I agree: it is hard -- if not impossible -- to meaningfully interpret the covariance parameters when all free parameters are estimated. However, the substitutiuon patterns that the estimates imply can be observed by forecasting with the model; we do this in exercise 4 below. Also, when structure is placed on the covariance matrix, the estimates are usually easier to interpret; this is explored in exercise 6.]

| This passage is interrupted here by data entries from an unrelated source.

PR #5074, opened 2023-06-26
CP-43574: Add host load data source

DeliZhangX:
- Host load refers to the number of vGPU in running or runnable status, it's similar definition to "load average" in "uptime" and "top" commands for process.
- The "hostload" metric is the host load per physical cpu.

### DIFF
--- a/ocaml/xcp-rrdd/bin/rrdd/xcp_rrdd.ml
+++ b/ocaml/xcp-rrdd/bin/rrdd/xcp_rrdd.ml
@@ -347,6 +347,39 @@ let dss_loadavg () =
     )
   ]
 
+let dss_hostload xc domains =
+  let physinfo = Xenctrl.physinfo xc in
+  let pcpus = physinfo.Xenctrl.nr_cpus in
+  let rec sum acc n f =
+    match n with n when n >= 0 -> sum (acc + f n) (n - 1) f | _ -> acc
+  in
+  let load =
+    List.fold_left
+      (fun acc (dom, _, domid) ->
+        sum 0 dom.Xenctrl.max_vcpu_id (fun id ->
+            let vcpuinfo = Xenctrl.domain_get_vcpuinfo xc domid id in
+            if vcpuinfo.Xenctrl.online && not vcpuinfo.Xenctrl.blocked then
+              1
+            else
+              0
+        )
+        + acc
+      )
+      0 domains
+  in
+  let load_per_cpu = float_of_int load /. float_of_int pcpus in
+  [
+    ( Rrd.Host
+    , Ds.ds_make ~name:"hostload" ~units:"(fraction)"
+        ~description:
+          ("Host load per physical cpu, where load refers to "
+          ^ "the number of vCPU(s) in running or runnable status."
+          )
+        ~value:(Rrd.VT_Float load_per_cpu) ~min:0.0 ~ty:Rrd.Gauge ~default:true
+        ()
+    )
+  ]
+
 (*****************************************************)
 (* network related code                              *)
 (*****************************************************)
@@ -729,6 +762,7 @@ let dom0_stat_generators =
   ; ("pcpus", fun xc _ _ -> dss_pcpus xc)
   ; ("vcpus", fun xc _ domains -> dss_vcpus xc domains)
   ; ("loadavg", fun _ _ _ -> dss_loadavg ())
+  ; ("hostload", fun xc _ domains -> dss_hostload xc domains)
   ; ("netdev", fun _ _ domains -> dss_netdev domains)
   ; ("cache", fun _ timestamp _ -> dss_cache timestamp)
   ]


ocaml/xcp-rrdd/bin/rrdd/xcp_rrdd.ml
```diff
@@ -347,6 +347,41 @@ let dss_loadavg () =
     )
   ]
 
+let dss_hostload xc domains =
+  let physinfo = Xenctrl.physinfo xc in
+  let pcpus = physinfo.Xenctrl.nr_cpus in
+  let load =
+    List.fold_left
+      (fun acc (dom, _, domid) ->
+        let vcpu_ids = List.init (dom.Xenctrl.max_vcpu_id + 1) (fun i -> i) in
```
lindig, line 356: This is two nested `List.fold_left` and hence quadratic effort. Is this the best we can do? Also, it appears that `vcpu_ids` is simply to iterate over a list of numbers - we don't have to turn this into a list but could use a loop that increments a counter. Code like this should create less memory garbage.

DeliZhangX: No exiting interface to get all vGPU info directly, so have to get from domains indirectly. 
I have optimized to in loop way, could you help to review further?

ocaml/xcp-rrdd/bin/rrdd/xcp_rrdd.ml
```diff
@@ -347,6 +347,37 @@ let dss_loadavg () =
     )
   ]
 
+let dss_hostload xc domains =
+  let physinfo = Xenctrl.physinfo xc in
+  let pcpus = physinfo.Xenctrl.nr_cpus in
+  let rec loop n f = if n < 0 then 0 else f n + loop (n - 1) f in
```
lindig, line 353: I would call this `sum` or `total`- the result is the sum of `f n` + `f (n-1)` + `f (n-2)` + ..; specifically, this is used to compute the number of active vcpus for every domain.

lindig (approved):

ocaml/xcp-rrdd/bin/rrdd/xcp_rrdd.ml
```diff
@@ -347,6 +347,37 @@ let dss_loadavg () =
...
+      )
+      0 domains
+  in
+  let load_per_cpu = float_of_int load /. float_of_int pcpus in
+  [
+    ( Rrd.Host
+    , Ds.ds_make ~name:"hostload" ~units:"(fraction)"
+        ~description:
+          ("Host load per physical cpu, where load refers to "
+          ^ "the number of vGPU(s) in running or runnable status."
```
minglumlu, line 374: I can't see how does this relate with `vGPU`?

ocaml/xcp-rrdd/bin/rrdd/xcp_rrdd.ml
```diff
@@ -347,6 +347,37 @@ let dss_loadavg () =
...
+            let vcpuinfo = Xenctrl.domain_get_vcpuinfo xc domid id in
+            if vcpuinfo.Xenctrl.online && not vcpuinfo.Xenctrl.blocked then
+              1
+            else
+              0
+        )
+        + acc
+      )
+      0 domains
+  in
```
minglumlu, line 367:
```suggestion
  let load =
    List.fold_left
      (fun acc (dom, _, domid) ->
        let rec sum cnt id =
          match id with
          | id when id >= 0 ->
              let vcpuinfo = Xenctrl.domain_get_vcpuinfo xc domid id in
              if vcpuinfo.Xenctrl.online && not vcpuinfo.Xenctrl.blocked then
                sum (1 + cnt) (id - 1)
              else
                sum cnt (id - 1)
          | _ ->
              cnt
        in
        let vcpus = sum 0 dom.Xenctrl.max_vcpu_id
        vcpus + acc
      )
      0 domains
  in
```

ocaml/xcp-rrdd/bin/rrdd/xcp_rrdd.ml
```diff
@@ -347,6 +347,37 @@ let dss_loadavg () =
...
+  let load_per_cpu = float_of_int load /. float_of_int pcpus in
+  [
+    ( Rrd.Host
+    , Ds.ds_make ~name:"hostload" ~units:"(fraction)"
```
minglumlu, line 371: I understand this is vCPU-to-core ratio. How about `vcpu_to_pcpu_ratio`?

ocaml/xcp-rrdd/bin/rrdd/xcp_rrdd.ml
minglumlu, line 374: How about `the ratio between the number of running/runnable vCPUs and the number of physical CPU cores`

ocaml/xcp-rrdd/bin/rrdd/xcp_rrdd.ml
```diff
@@ -347,6 +347,37 @@ let dss_loadavg () =
     )
   ]
 
+let dss_hostload xc domains =
+  let physinfo = Xenctrl.physinfo xc in
+  let pcpus = physinfo.Xenctrl.nr_cpus in
+  let rec loop n f = if n < 0 then 0 else f n + loop (n - 1) f in
+  let load =
+    List.fold_left
+      (fun acc (dom, _, domid) ->
```
minglumlu, line 356: Not sure if it is possible to read stale data and hence get error or exception. 
I would suggest to ignore the potential errors and exceptions, instead of populate them.

ocaml/xcp-rrdd/bin/rrdd/xcp_rrdd.ml
lindig: This is not tail recursive - so `n` should not be larger than 100 or so

ocaml/xcp-rrdd/bin/rrdd/xcp_rrdd.ml
DeliZhangX: Fixed!

ocaml/xcp-rrdd/bin/rrdd/xcp_rrdd.ml
DeliZhangX: Fixed, changed to tail recursive.

ocaml/xcp-rrdd/bin/rrdd/xcp_rrdd.ml
DeliZhangX: There exists another ds `loadavg` which `load` is defined in "uptime" and "top", we just extend the concept to host.

ocaml/xcp-rrdd/bin/rrdd/xcp_rrdd.ml
DeliZhangX: I checked other ds using `Xenctrl`, they do not catch exception either.

minglumlu: I think they are catching. https://github.com/xapi-project/xen-api/blob/fa18bc0ace9932011058a1190b34d04c080e56bf/ocaml/xcp-rrdd/bin/rrdd/xcp_rrdd.ml#L292

And this could be confirmed in https://code.citrite.net/projects/XSU/repos/xen/browse/tools/ocaml/libs/xc/xenctrl_stubs.c#522 

So I think it would be better to catch the exceptions.

ocaml/xcp-rrdd/bin/rrdd/xcp_rrdd.ml
```diff
@@ -347,6 +347,39 @@ let dss_loadavg () =
...
+  in
+  let load =
+    List.fold_left
+      (fun acc (dom, _, domid) ->
+        sum 0 dom.Xenctrl.max_vcpu_id (fun id ->
+            let vcpuinfo = Xenctrl.domain_get_vcpuinfo xc domid id in
+            if vcpuinfo.Xenctrl.online && not vcpuinfo.Xenctrl.blocked then
+              1
+            else
+              0
```
minglumlu, line 364: A minor observation: adding with 0 seems not necessary, could just return the `acc` here.

minglumlu (approved):

ocaml/xcp-rrdd/bin/rrdd/xcp_rrdd.ml
DeliZhangX: `domain_get_vcpuinfo` may raise exception indeed.
I checked following code to call the ds generator which already handled all exception and return `[]` ds
```
let generate_all_dom0_stats xc timestamp domains =
  let handle_generator (name, generator) =
    (name, handle_exn name (fun _ -> generator xc timestamp domains) [])
  in
  List.map handle_generator dom0_stat_generators
```

ocaml/xcp-rrdd/bin/rrdd/xcp_rrdd.ml
DeliZhangX: Confirmed with Ming, won't change.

p2 <- mlogit(choice ~ cost + time, Mo, seed = 21,
R = 100, probit = TRUE)
coef(p2)
## (Intercept):car (Intercept):carpool (Intercept):rail
## 1.87149948 -1.28893595 0.31455318
## cost time car.carpool
## -0.43068703 -0.04752315 0.22888163
## car.rail carpool.carpool carpool.rail
## 0.69781113 1.33071717 -0.56802431
## rail.rail
## 0.71060138
The estimates seem to change more for parameters with larger standard error, though this is not uniformly the case by any means. One would expect larger samplign variance (which arises from a flatter \(\ln L\) near the max) to translate into greater simulation variance (which raises when the location of the max changes with different draws).
The actual shares are :
actShares <- tapply(Mo$choice, Mo$id2, mean)
The predicted shares are :
predShares <- apply(fitted(p1, outcome = FALSE), 2, mean)
rbind(predShares, actShares)
## bus car carpool rail
## predShares 0.1759623 0.4823958 0.06923727 0.2720977
## actShares 0.1788079 0.4812362 0.07064018 0.2693157
sum(predShares)
## [1] 0.9996931
The correspondence is very close but not exact.
Note: Simulated GHK probabilities do not necessarily sum to one over alternatives. This summing-up error at the individual level tends to cancel out when the probabilities are averaged over the sample. The forecasted shares (ie, average probabilities) sum to 0.9991102, which is only slightly different from 1.
Mo2 <- Mo
Mo2[idx(Mo2, 2) == 'car', 'cost'] <- Mo2[idx(Mo2, 2) == 'car', 'cost'] * 2
newShares <- apply(predict(p1, newdata = Mo2), 2, mean)
cbind(original = actShares, new = newShares,
change = round((newShares - actShares) / actShares * 100))
## original new change
## bus 0.17880795 0.2517897 41
## car 0.48123620 0.1689331 -65
## carpool 0.07064018 0.1432554 103
## rail 0.26931567 0.4356097 62
Substitution is not proportional. Carpool gets the largest percent increase.